Special vlan interfaces are no longer required in Proxmox. Every kvm and vz can get a vlan tag on it.

This configuration appears to be overly complicated for what the op has requested.
It's as simple as having one interface with the vmbr0, and tag whatever vlans need to be tagged. If a VM needs a second nic attached, you just attach it to vmbr0 and tag the vlan

Yep, agree with you. But this configuration worked flawlessly for us over the years in our datacenter.
We also use open vswitch which also took away the complexity of the multiple vlan interfaces. Much easier to manage a complex virtual environment.

 

[pirateghost]

Yep, agree with you. But this configuration worked flawlessly for us over the years in our datacenter.
We also use open vswitch which also took away the complexity of the multiple vlan interfaces. Much easier to manage a complex virtual environment.

I used the special vlan interfaces prior to the addition to the tags capabilities on the vz containers. It's an unnecessary complexity now. Much easier to just tag the vlan. If I want to add a vlan to my network, I can do it now without changing any network configurations on Proxmox

 

[danpez]

Sorry for the late reply. Yes I meant VM instead of host before apologies for the confusion!

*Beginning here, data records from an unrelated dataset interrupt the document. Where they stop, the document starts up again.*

PR #957, opened 2016-06-01
PCHR-1045 - creating PublicHoliday schema and entity files; Updating …

coldrunKacper:
- Created PublicHoliday xml schema
- Built PublicHoliday entity DAO
- Created PublicHoliday BAO class and API entry point
- Updated install / uninstall SQL script
- Updated currently existing DAO classes with build-dao.sh script


uk.co.compucorp.civicrm.hrleaveandabsences/xml/schema/CRM/HRLeaveAndAbsences/PublicHoliday.xml
```diff
@@ -0,0 +1,47 @@
...
+    <length>127</length>
+    <required>true</required>
+    <comment>The Public Holiday title</comment>
+  </field>
+  <field>
+    <name>date</name>
+    <title>Date</title>
+    <type>date</type>
+    <required>true</required>
+    <unique>true</unique>
```
davialexandre: Was this enough for it to generate the correct UNIQUE index to the generated SQL in civicrm.mysql? Whenever I tried this it didn't work. I had to manually add the index to the schema like this: https://github.com/civicrm/civihr/blob/develop/uk.co.compucorp.civicrm.hrleaveandabsences/xml/schema/CRM/HRLeaveAndAbsences/WorkDay.xml#L98-L104

uk.co.compucorp.civicrm.hrleaveandabsences/xml/schema/CRM/HRLeaveAndAbsences/PublicHoliday.entityType.php
```diff
@@ -0,0 +1,11 @@
...
+// This file declares a new entity type. For more details, see "hook_civicrm_entityTypes" at:
+// http://wiki.civicrm.org/confluence/display/CRMDOC/Hook+Reference
+return array (
+  0 => 
+  array (
+    'name' => 'PublicHoliday',
+    'class' => 'CRM_HRLeaveAndAbsences_DAO_PublicHoliday',
+    'table' => 'civicrm_hrleaveandabsences_public_holiday',
+  ),
+);
```
davialexandre: You also need to add the entity to the **hrleaveandabsences_civicrm_entityTypes** hook in **hrleaveandabsences.php**, otherwise you will get some errors trying to use the API.

uk.co.compucorp.civicrm.hrleaveandabsences/CRM/HRLeaveAndAbsences/BAO/PublicHoliday.php
```diff
@@ -0,0 +1,27 @@
...
+    $instance->copyValues($params);
+    $transaction = new CRM_Core_Transaction();
+    $instance->save();
+    $transaction->commit();
+    CRM_Utils_Hook::post($hook, $entityName, $instance->id, $instance);
+
+    return $instance;
+  }
+
+}
```
davialexandre: I think we should validate the date here. Take a look at **CRM_HRLeaveAndAbsences_BAO_AbsencePeriod** to get an idea.

Also, please add tests to the BAO. This class is really simple, but we can test if the unique clause is really working (there's a test on AbsenceTypeTest.php that does this) and test the date validation.

uk.co.compucorp.civicrm.hrleaveandabsences/xml/schema/CRM/HRLeaveAndAbsences/PublicHoliday.xml
```diff
@@ -0,0 +1,47 @@
+<?xml version="1.0" encoding="iso-8859-1" ?>
+
+<table>
+  <base>CRM/HRLeaveAndAbsences</base>
+  <class>PublicHoliday</class>
+  <name>civicrm_hrleaveandabsences_public_holiday</name>
+  <comment>FIXME</comment>
```
davialexandre: I also always forget to fix this FIXME! I think we can left it blank and add some description

uk.co.compucorp.civicrm.hrleaveandabsences/xml/schema/CRM/HRLeaveAndAbsences/PublicHoliday.xml
coldrunKacper: Nope, I had to add UNIQUE index manually so I guess I need to include the index in xml schema too.

uk.co.compucorp.civicrm.hrleaveandabsences/CRM/HRLeaveAndAbsences/Validator/Date.php
```diff
@@ -22,7 +24,10 @@ class CRM_HRLeaveAndAbsences_Validator_Date {
   public static function isValid($date, $format = 'Y-m-d')
   {
     $dateTime = DateTime::createFromFormat($format, $date);
-
+    if (!$dateTime && $format != 'YmdHis') {
+      $format = 'YmdHis';
+      $dateTime = DateTime::createFromFormat($format, $date);
+    }
```
davialexandre: What if, instead of this new if, we change the default value for format to 'YmdHis'? I think that the dates will already be in this format most of the time when we get to the validation

uk.co.compucorp.civicrm.hrleaveandabsences/tests/phpunit/CRM/HRLeaveAndAbsences/BAO/PublicHolidayTest.php
```diff
@@ -0,0 +1,43 @@
...
+      'title' => 'Public holiday 1',
+      'date' => CRM_Utils_Date::processDate('2016-06-01'),
+    ]);
+    CRM_HRLeaveAndAbsences_BAO_PublicHoliday::create([
+      'title' => 'Public holiday 2',
+      'date' => CRM_Utils_Date::processDate('2016-06-01'),
+    ]);
+  }
+
+}
```
davialexandre: Please add tests to check the date validation

uk.co.compucorp.civicrm.hrleaveandabsences/CRM/HRLeaveAndAbsences/Validator/Date.php
coldrunKacper: Agree, if we are going to use CRM_Utils_Date::processDate for each date passed to BAO then it can check only for YmdHis format when validating. Ok, I'll change that.

uk.co.compucorp.civicrm.hrleaveandabsences/tests/phpunit/CRM/HRLeaveAndAbsences/BAO/PublicHolidayTest.php
```diff
@@ -0,0 +1,43 @@
+<?php
+
+use Civi\Test\HeadlessInterface;
+
+/**
+ * Class CRM_HRLeaveAndAbsences_BAO_PublicHolidayTest
+ *
+ * @group headless
+ */
+class CRM_HRLeaveAndAbsences_BAO_PublicHolidayTest extends CiviUnitTestCase implements HeadlessInterface {
```
davialexandre: Since you're not using anything from CiviUnitTestCase, you can extend PHPUnit_Framework_TestCase instead and your tests will run MUCH faster.

If you do that, you won't need the $_tablesToTruncate property, neither the setUp nor the tearDown methods. Also, you'll need to implement the TransactionalInterface to make sure the date created by a test will be deleted at its end.

uk.co.compucorp.civicrm.hrleaveandabsences/CRM/HRLeaveAndAbsences/Validator/Date.php
davialexandre: Another thing. This change will certainly break things on the AbsencePeriod BAO validation and the AbsencePeriod form. It might be good to run their tests too and check what will break

uk.co.compucorp.civicrm.hrleaveandabsences/CRM/HRLeaveAndAbsences/Validator/Date.php
```diff
@@ -21,13 +19,10 @@ class CRM_HRLeaveAndAbsences_Validator_Date {
    *
    * @return bool
    */
-  public static function isValid($date, $format = 'Y-m-d')
+  public static function isValid($date, $format = 'YmdHis')
```
davialexandre: Do the tests in CRM_HRLeaveAndAbsences_BAO_DateTest still pass after this change?

uk.co.compucorp.civicrm.hrleaveandabsences/tests/phpunit/WebTest/AbsencePeriod/FormTest.php
```diff
@@ -117,6 +118,7 @@ private function addAbsencePeriod($submit = true) {
     $title = 'Title ' . microtime();
     $this->type('title', $title);
 
+    $this->type('start_date', $this->getValue('start_date'));
```
davialexandre: Why do you needed this? You are filling the field with its own value

uk.co.compucorp.civicrm.hrleaveandabsences/tests/phpunit/WebTest/AbsencePeriod/FormTest.php
```diff
@@ -44,6 +44,7 @@ public function testCanAddPeriodWithMinimumRequiredFields() {
   public function testStartDateShouldBeLessThanEndDate() {
     $this->loginAsAdmin();
     $this->openAddForm();
+    $this->type('title', 'Test Absence Period');
```
davialexandre: Is there any specific reason for this? It doesn't affect the test, since we're just checking the dates, I'm  just curious

coldrunKacper: Sure it isn't. Previously I didn't notice that the fields are already filled.

uk.co.compucorp.civicrm.hrleaveandabsences/CRM/HRLeaveAndAbsences/BAO/AbsencePeriod.php
```diff
@@ -80,8 +80,8 @@ private static function validateDates($params)
       );
     }
 
-    $startDateIsValid = CRM_HRLeaveAndAbsences_Validator_Date::isValid($params['start_date']);
-    $endDateIsValid = CRM_HRLeaveAndAbsences_Validator_Date::isValid($params['end_date']);
+    $startDateIsValid = CRM_HRLeaveAndAbsences_Validator_Date::isValid($params['start_date'], 'Y-m-d');
+    $endDateIsValid = CRM_HRLeaveAndAbsences_Validator_Date::isValid($params['end_date'], 'Y-m-d');
     if(!$startDateIsValid || !$endDateIsValid) {
```
davialexandre: This won't solve the API problem. If we try to create an AbsencePeriod using the API, the validation will fail. I thought the plan was to change the BAO to always expect dates in Ymd format. For that, we would need to:

- Remove the CRM_Utils_Date::processDate call from the create method
- Change the AbsencePeriod form to convert de date to Ymd before passing the form data to the BAO

uk.co.compucorp.civicrm.hrleaveandabsences/tests/phpunit/CRM/HRLeaveAndAbsences/BAO/AbsencePeriodTest.php
```diff
@@ -293,6 +297,7 @@ public function startAndEndDatesDataProvider()
   public function startAndEndInvalidDatesDataProvider()
   {
     return [
+      ['2010-01-01', '2015-10-10'],
       ['2015-01-01', 'fdafdasfdsafdsafdsa'],
       ['232131232111', '2015-01-01'],
       ['2015-01-01', 12321321321],
```
davialexandre: A lot of these tests are failing now probably because of the changes on AbsencePeriod BAO:
captura de tela 2016-06-02 as 15 26 39

uk.co.compucorp.civicrm.hrleaveandabsences/tests/phpunit/CRM/HRLeaveAndAbsences/Validator/DateTest.php
```diff
@@ -34,7 +34,11 @@ public function testCanValidateDateInDifferentFormats($date, $format)
   public function datesDataProvider()
   {
     return [
-      [date('Y-m-d'), true],
+      [CRM_Utils_Date::processDate(date('Y-m-d')), true],
+      [CRM_Utils_Date::processDate(date('Y-m')), true],
+      [CRM_Utils_Date::processDate(date('Y')), true],
+      [CRM_Utils_Date::processDate(date('m')), true],
+      [date('Y-m-d'), false],
```
davialexandre: Wouldn't it be better to just use date('Ymd') instead of process date? Also, I'm not sure if all those dates should be valid

uk.co.compucorp.civicrm.hrleaveandabsences/CRM/HRLeaveAndAbsences/Validator/Date.php
davialexandre: Sorry I didn't notice this before, but this actually is changing the class/method behavior. This class is just supposed to validate dates but with this its now validating datetimes. Maybe we should rename the class? Although I think having two separated classes would be better?

coldrunKacper:
Latest results:
phpunit4 tests/phpunit/CRM/HRLeaveAndAbsences/BAO/AbsencePeriodTest.php
OK (29 tests, 124 assertions)

phpunit4 tests/phpunit/WebTest/AbsencePeriod/FormTest.php
OK (5 tests, 28 assertions)

phpunit4 tests/phpunit/CRM/HRLeaveAndAbsences/BAO/PublicHolidayTest.php
OK (4 tests, 8 assertions)

uk.co.compucorp.civicrm.hrleaveandabsences/tests/phpunit/CRM/HRLeaveAndAbsences/Validator/DateTest.php
coldrunKacper: CRM_Utils_Date::processDate() always returns YmdHis format so even if we pass only year it converts it to YmdHis (as we assume to get this format in BAO currently). Anyway I've added also additional date() values to check and only full date('YmdHis') is valid in our case.

davialexandre:
Everything looking good now. PR Approved! 👍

Here is a network diagram:



So the WLAN on the right is in VLAN2 which has a gateway of the Mikrotik router ISO.

The LAN on VLAN 3 on the bottom has a gateway of the Debian VZ which is a DNS proxy.

The routing/LAN components I have no issue with, it's just getting these VLANs / interfaces to work over the single NIC from the Proxmox host to the LAN switch which is where I'm struggling...

 

[pirateghost]

Sorry for the late reply. Yes I meant VM instead of host before apologies for the confusion!

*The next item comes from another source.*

PR #963, opened 2016-06-02
PCHR-1037: Create the Entitlement entity

davialexandre:
The Entitlement entity holds the information about the calculated entitlement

Here is a network diagram:

View attachment 2766

So the WLAN on the right is in VLAN2 which has a gateway of the Mikrotik router ISO.

The LAN on VLAN 3 on the bottom has a gateway of the Debian VZ which is a DNS proxy.

The routing/LAN components I have no issue with, it's just getting these VLANs / interfaces to work over the single NIC from the Proxmox host to the LAN switch which is where I'm struggling...

There should be no struggle at all. Use your single VMBR0, and in your VM settings under the network interface setting, you just tag the interfaces you want on whatever VLAN you want them. It is really straight forward and there is no need for weird or special rules on your proxmox interfaces config.